== What to do ==
Your answer should be an exact copy of the data.

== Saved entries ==
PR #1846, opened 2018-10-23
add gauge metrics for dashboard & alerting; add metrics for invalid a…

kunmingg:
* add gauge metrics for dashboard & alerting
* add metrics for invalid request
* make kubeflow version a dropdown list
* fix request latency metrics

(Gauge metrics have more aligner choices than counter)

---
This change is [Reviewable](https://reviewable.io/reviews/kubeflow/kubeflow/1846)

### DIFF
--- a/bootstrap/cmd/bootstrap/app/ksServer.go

== Task response ==
PR #1846, opened 2018-10-23
add gauge metrics for dashboard & alerting; add metrics for invalid a…

kunmingg:
* add gauge metrics for dashboard & alerting
* add metrics for invalid request
* make kubeflow version a dropdown list
* fix request latency metrics

(Gauge metrics have more aligner choices than counter)

---
This change is [Reviewable](https://reviewable.io/reviews/kubeflow/kubeflow/1846)

### DIFF
--- a/bootstrap/cmd/bootstrap/app/ksServer.go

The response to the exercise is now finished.